*EXERCISE INSTRUCTIONS:* Identify every line in the records below that contains the word "modify", and reproduce each one.

Entries taken from a collection:
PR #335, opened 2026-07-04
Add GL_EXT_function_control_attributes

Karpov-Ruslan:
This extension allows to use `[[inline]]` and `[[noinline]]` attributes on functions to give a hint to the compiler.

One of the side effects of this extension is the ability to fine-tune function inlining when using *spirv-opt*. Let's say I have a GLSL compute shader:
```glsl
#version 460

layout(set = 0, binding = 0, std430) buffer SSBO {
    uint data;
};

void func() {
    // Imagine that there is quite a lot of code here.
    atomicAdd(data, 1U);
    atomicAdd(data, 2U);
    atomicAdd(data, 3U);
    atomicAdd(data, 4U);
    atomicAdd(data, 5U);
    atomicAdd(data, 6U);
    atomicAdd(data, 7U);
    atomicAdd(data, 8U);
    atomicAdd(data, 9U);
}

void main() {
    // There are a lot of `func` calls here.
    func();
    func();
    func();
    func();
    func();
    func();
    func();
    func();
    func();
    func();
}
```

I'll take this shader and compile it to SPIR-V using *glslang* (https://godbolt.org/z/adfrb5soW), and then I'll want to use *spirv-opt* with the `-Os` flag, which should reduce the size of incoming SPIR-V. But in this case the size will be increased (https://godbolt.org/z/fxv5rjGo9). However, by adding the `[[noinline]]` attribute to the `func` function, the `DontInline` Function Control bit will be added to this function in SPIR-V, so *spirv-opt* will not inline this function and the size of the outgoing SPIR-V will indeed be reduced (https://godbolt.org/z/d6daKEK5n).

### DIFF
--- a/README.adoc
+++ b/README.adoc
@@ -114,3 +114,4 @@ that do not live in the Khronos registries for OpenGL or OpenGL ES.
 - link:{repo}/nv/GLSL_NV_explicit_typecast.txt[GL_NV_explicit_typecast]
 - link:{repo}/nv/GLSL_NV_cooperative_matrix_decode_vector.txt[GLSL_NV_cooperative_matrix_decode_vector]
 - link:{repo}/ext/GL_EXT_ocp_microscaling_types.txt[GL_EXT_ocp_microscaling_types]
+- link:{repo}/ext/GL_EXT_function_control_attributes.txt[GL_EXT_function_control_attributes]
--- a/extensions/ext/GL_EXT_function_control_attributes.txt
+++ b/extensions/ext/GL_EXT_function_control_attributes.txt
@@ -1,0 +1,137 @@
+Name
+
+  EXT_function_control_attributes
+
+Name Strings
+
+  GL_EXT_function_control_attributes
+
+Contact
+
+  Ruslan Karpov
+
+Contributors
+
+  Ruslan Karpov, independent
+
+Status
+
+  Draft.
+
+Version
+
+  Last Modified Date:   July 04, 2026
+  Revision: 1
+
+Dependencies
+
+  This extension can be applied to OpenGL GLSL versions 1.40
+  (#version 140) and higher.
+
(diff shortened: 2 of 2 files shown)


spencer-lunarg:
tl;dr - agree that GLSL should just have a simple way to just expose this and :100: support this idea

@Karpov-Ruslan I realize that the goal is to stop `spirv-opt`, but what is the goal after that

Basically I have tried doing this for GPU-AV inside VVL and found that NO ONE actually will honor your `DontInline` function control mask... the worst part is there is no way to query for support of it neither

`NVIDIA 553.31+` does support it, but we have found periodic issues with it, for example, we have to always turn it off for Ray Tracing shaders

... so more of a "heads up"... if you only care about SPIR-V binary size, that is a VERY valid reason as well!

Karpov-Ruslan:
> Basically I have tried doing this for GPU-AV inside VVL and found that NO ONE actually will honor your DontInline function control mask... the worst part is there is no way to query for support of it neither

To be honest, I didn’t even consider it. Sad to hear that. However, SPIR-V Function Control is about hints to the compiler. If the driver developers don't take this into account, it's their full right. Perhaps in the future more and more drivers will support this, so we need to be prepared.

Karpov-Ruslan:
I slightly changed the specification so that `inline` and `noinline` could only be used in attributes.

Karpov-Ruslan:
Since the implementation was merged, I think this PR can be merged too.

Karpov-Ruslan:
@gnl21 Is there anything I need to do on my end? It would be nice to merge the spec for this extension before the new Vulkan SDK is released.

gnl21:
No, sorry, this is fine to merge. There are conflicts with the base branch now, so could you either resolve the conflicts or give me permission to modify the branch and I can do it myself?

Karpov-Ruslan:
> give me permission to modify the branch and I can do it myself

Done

*OUTPUT FOR THIS TASK:*
No, sorry, this is fine to merge. There are conflicts with the base branch now, so could you either resolve the conflicts or give me permission to modify the branch and I can do it myself?
> give me permission to modify the branch and I can do it myself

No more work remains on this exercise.